Ближе к вечеру заявилась целая делегация из родной бэчэ четыре. Чинно расселись на жалобно застонавших стульях (ребята были все как на подбор, богатырских комплекций, взращенных на добром флотском харче), чинно-деликатно осведомились о самочувствии. Услышав, что ничего, терпеть можно, скорбно, как на поминках, пожевали губами.
-Ну и хорошо, Остап Мыколаевич, - степенно растягивая слова, сказал старшина второй статьи Чикин (что он имел в виду под этим «хорошо», Чикин так и не объяснил). – А вот на моей памяти случай был – умереть, не встать. Я тогда на Новой Земле служил, морозы стояли такие, что белые медведи выли. Так у нас один матрос руки сначала обморозил, а потом, когда отогревался, их натурально сжег. Орал, бедолага, так, что у него грыжа в паху выскочила. У вас, Остап Мыколаевич, случайно грыжи нет? Жаль. – И тут же спохватился. – То есть, и, слава Богу! А я вот сподобился. Как защемление случилось – мама моя! Куда там вашей, Остап Мыколаевич, я извиняюсь, ж...! Это был полный ауфвидерзейн! – и ,сообразив, что заплыл куда-то не туда, смутился, закряхтел и замолчал.
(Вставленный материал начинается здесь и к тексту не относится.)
PR #115, opened 2015-11-01
Editorconfig

sbmaxx:
Add support for `.editorconfig`. It's important, because "by default" only small amount of people use 2 spaces in JS files ;)


indutny:
That depends :) But I'm fine with it. Thanks!

Issue #119, opened 2015-11-06
generateId is drunk


sbmaxx:
http://bem.github.io/bem-xjst/

*bemjson*
```
({
    block: 'block',
    content: [1,2,3,4,5].map(function() {
        return { block: 'ololo' };
    })
});
```

*bemhtml*
```
block('ololo').content()(function() {
    return this.generateId()
});
```

All IDs are the same:
```
<div class="block">
    <div class="ololo">uniq144683410696013</div>
    <div class="ololo">uniq144683410696013</div>
    <div class="ololo">uniq144683410696013</div>
    <div class="ololo">uniq144683410696013</div>
    <div class="ololo">uniq144683410696013</div>
</div>
```

And yes, this is also critical as https://github.com/bem/bem-xjst/pull/114

zxqfox:
This generated id is stored in ._uniq property of this class: https://github.com/bem/bem-xjst/blob/master/lib/bemhtml/runtime/index.js#L256

I'm not sure why, but there is only one instance of that. This behaviour is right from v2.0.0.

Why you can't use .identify? ;-)

sbmaxx:
> Why you can't use .identify? ;-)

I can, but i don't want to extend all input* islands templates ;)

zxqfox:
Not drunk anymore. ;-)

PR #120, opened 2015-11-07
fix generateId

sbmaxx:
#119

### DIFF
--- a/lib/bemhtml/runtime/context.js
+++ b/lib/bemhtml/runtime/context.js
@@ -17,8 +17,6 @@ function Context(bemhtml) {
   this._listLength = 0;
   this._notNewList = false;
 
-  this._uniq = null;
-
   // Used in `OnceMatch` check to detect context change
   this._onceRef = {};
 }
@@ -48,9 +46,7 @@ Context.prototype.isLast = function isLast() {
 };
 
 Context.prototype.generateId = function generateId() {
-  if (this._uniq === null)
-    this._uniq = utils.getUniq();
-  return this._uniq;
+  return utils.identify(this.ctx);
 };
 
 Context.prototype.reapply = function reapply(ctx) {
--- a/test/runtime-test.js
+++ b/test/runtime-test.js
@@ -625,6 +625,58 @@ describe('BEMHTML compiler/Runtime', function() {
          '<div class="b1">first</div>' +
          '<div class="b1 b1_position_last">last</div>');
     });
+
+    describe('generateId', function() {
+      var template;
+
+      beforeEach(function() {
+        template = bemxjst.compile(function() {
+          block('b1')(
+            tag()(''),
+            content()(function() {
+              return this.generateId();
+            })
+          )
+        });
+      });
+
+      it('starts with uniq', function() {
+        var str = template.apply({ block: 'b1' });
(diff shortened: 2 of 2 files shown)


sbmaxx:
@veged @indutny take a look, please

lib/bemhtml/runtime/context.js
```diff
@@ -48,9 +46,7 @@ Context.prototype.isLast = function isLast() {
 };
 
 Context.prototype.generateId = function generateId() {
-  if (this._uniq === null)
-    this._uniq = utils.getUniq();
-  return this._uniq;
+  return utils.getUniq();
```
indutny: To be compatible with old bem-xjst, it should actually generate id based on current context. Is it ok to generate random here, @veged ?

zxqfox: +1 for `this.identify(this.ctx)` analogue.

zxqfox: @sbmaxx try this:
```diff
$ git diff
diff --git a/lib/bemhtml/runtime/context.js b/lib/bemhtml/runtime/context.js
index 3e275ec..d209f3e 100644
--- a/lib/bemhtml/runtime/context.js
+++ b/lib/bemhtml/runtime/context.js
@@ -46,7 +46,7 @@ Context.prototype.isLast = function isLast() {
 };

 Context.prototype.generateId = function generateId() {
-  return utils.getUniq();
+  return utils.identify(this.ctx);
 };

 Context.prototype.reapply = function reapply(ctx) {
```

veged: yes, it must be same for same node

sbmaxx:
@veged @zxqfox fixed

test/runtime-test.js
```diff
@@ -625,6 +625,48 @@ describe('BEMHTML compiler/Runtime', function() {
...
+            tag()(''),
+            content()(function() {
+              return this.generateId();
+            })
+          )
+        })
+      });
+
+      it('starts with uniq', function() {
+
```
zxqfox: Here you have a spacer

test/runtime-test.js
```diff
@@ -625,6 +625,48 @@ describe('BEMHTML compiler/Runtime', function() {
...
+        var str = template.apply({ block: 'b1' });
+        assert(str.indexOf('uniq') === 0);
+
+      });
+
+      it('should be unique in different applies', function() {
+        assert.notEqual(
```
zxqfox: And here you don't

test/runtime-test.js
```diff
@@ -625,6 +625,48 @@ describe('BEMHTML compiler/Runtime', function() {
...
+          template.apply({ block: 'b1' }),
+          template.apply({ block: 'b1' })
+        );
+      });
+
+      it('should be unique in one apply', function() {
+
```
zxqfox: And again ;-)

zxqfox:
I think we missing one more test case:
```
block('b')(
  tag()(''),
  content()(function(){
    return [this.generateId(), sep, this.generateId()];
  })
);
// and
var res = t.apply({block: 'b'}).split(sep);
assert.equal(res[0], res[1]);
```

sbmaxx:
@zxqfox thx for review ;)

- А у меня однажды геморрой приключился, - тоже вспомнив своё, родное, интимное, сказал старший матрос Кукин. – Вот уж, доложу вам, подарок! Такое приятное ощущение, что как будто прямо в самое, извиняюсь, очко угольев из костра напихали! Это похлеще вашего ожога будет!
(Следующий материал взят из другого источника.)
PR #125, opened 2015-11-18
Support attrs values as an object

### LINKED ISSUE #124: Fails if attr is object
**BEMHTML:**

```js
block('block').def()(function() {
    var ctx = this.ctx;

    return applyCtx({
        attrs: {
            'aria-valuenow': ctx.value,
        })
    });
});
```

**BEMJSON:**

```js
{
    block: 'block',
    value: {
        block: 'i-bem',
        elem: 'i18n',
        keyset: 'keyset',
        key: 'key'
    }
}
```

Expected:

```html
<div aria-valuenow="[object Object]"></div>
```

But now `BEMHTML.apply()` fails with error:

```
TypeError: undefined is not a function
```

Stack trace points to this [code](
https://github.com/bem/bem-xjst/blob/cf8aea838292374c14b026e42de5647de63a8658/lib/bemhtml/runtime/index.js#L514).

tadatuta:
Closes #124

WARNING! Looks like bem-xjst 1.x results with `some-attr=[object Object]` for `attrs()({ 'some-attr': { block: 'b1' } })` (see expected section of #124) which I think is also wrong.

cc @indutny @veged @blond

### DIFF
--- a/lib/bemhtml/runtime/index.js
+++ b/lib/bemhtml/runtime/index.js
@@ -507,11 +507,10 @@ BEMHTML.prototype.renderClose = function renderClose(prefix,
       if (attr === undefined)
         continue;
 
-      // TODO(indutny): support `this.reapply()`
       out += ' ' + name + '="' +
         utils.attrEscape(utils.isSimple(attr) ?
                          attr :
-                         this.reapply(attr)) +
+                         this.context.reapply(attr)) +
                          '"';
     }
   }
--- a/test/runtime-test.js
+++ b/test/runtime-test.js
@@ -209,6 +209,16 @@ describe('BEMHTML compiler/Runtime', function() {
     }, { block: 'b1' }, '<div class="b1"><div class="b2">ok</div></div>');
   });
 
+  it('should support objects as attrs values', function() {
+    test(function() {
+      block('b1').attrs()(function() {
+        return { prop1: { block: 'b2' } };
+      });
+
+      block('b2').replace()('hello');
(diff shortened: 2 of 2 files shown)


indutny:
Any performance impact?

tadatuta:
```
node run.js --compare
render:basic:next x 624,194 ops/sec ±2.37% (83 runs sampled)
render:basic:prev x 639,001 ops/sec ±1.86% (87 runs sampled)
render:islands:next x 911 ops/sec ±4.47% (83 runs sampled)
render:islands:prev x 964 ops/sec ±2.73% (85 runs sampled)
render:showcase:next x 1,831 ops/sec ±2.70% (84 runs sampled)
render:showcase:prev x 1,701 ops/sec ±3.28% (83 runs sampled)


node run.js --compare
render:basic:next x 658,996 ops/sec ±2.48% (85 runs sampled)
render:basic:prev x 650,483 ops/sec ±2.25% (87 runs sampled)
render:islands:next x 921 ops/sec ±3.78% (83 runs sampled)
render:islands:prev x 928 ops/sec ±2.67% (82 runs sampled)
render:showcase:next x 1,719 ops/sec ±2.26% (85 runs sampled)
render:showcase:prev x 1,721 ops/sec ±5.97% (83 runs sampled)
```

But I'm not quite sure if current benchs are in any way affected by the update as there's no templates with attrs with object values so changed code is never used.

indutny:
Ok, LGTM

После Кукина выступил боцман Гаврылов, потом мичман Водяной, опять Чикин. Все они с таким энтузиазмом вспоминали свои многочисленные прошлые и ныне действующие болячки, что вообще было непонятно, как же медкомиссия допустила их до службы на флоте. Больше того, вообще было удивительно, что они еще до сих пор живы, здоровы и удивительно мордасты. Что же касается его, Остапа, нынешнего страдания, то по их рассказам она по сравнению с их заболеваниями самый что ни на есть пустяковый пустяк, и даже странно, что его, Осю, вообще положили в госпиталь, а не оставили на службе.
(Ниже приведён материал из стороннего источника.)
PR #129, opened 2015-11-26
Context: Remove unused BEM field

tadatuta:
Can't find any usage of this field. Is it safe to remove?

cc @veged @indutny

- Да что мы, товарищи, все о себе и о себе! – опомнился Гаврылов. – Нашли, понимаешь, время! У товарища мичмана его ж... болит, может, не меньше ваших геморроев!
Все смущенно опустили глаза, признав, что ведут себя довольно не по-товарищески. Помолчали, повздыхали. Да-а-а, дела... Вот такой вот геморрой…
- Остап... – все еще смущаясь, тихо сказал Водяной. – Дело, конечно, деликатное, и ты вполне можешь не отвечать… Но все же спрошу тебя, как коммунист коммуниста: ты это ....только булки свои прижег-то... или как?
- А чего ж еще? – фыркнул было Пропердищенко, делая вид, что не понимает всех этих грязных намеков (хотя все он сразу и распрекрасно понял. Тоже тот ещё жучара!).
- О-хо-хо, грехи наши тяжкие... – прокудахтал Чикин. – Значит, помидоры-то… и остальное мужское хозяйство... в общем, не пострадали?
- А вам что за дело? – раздражаясь от его деликатного слоновьего кряхтения, спросил Остап.
В ответ опять - кхр-кхр-кхр... Прямо действительно какой-то гиппопотам!
- Да что случилось-то? – не выдержал он.
- Ты только не обижайся... – по новой завел бодягу Водяной, – но мы, твои боевые товарищи, перетерли это дело и если тебе помощь понадобиться, то ты знаешь, Остап, мы завсегда, значит, готовы помочь.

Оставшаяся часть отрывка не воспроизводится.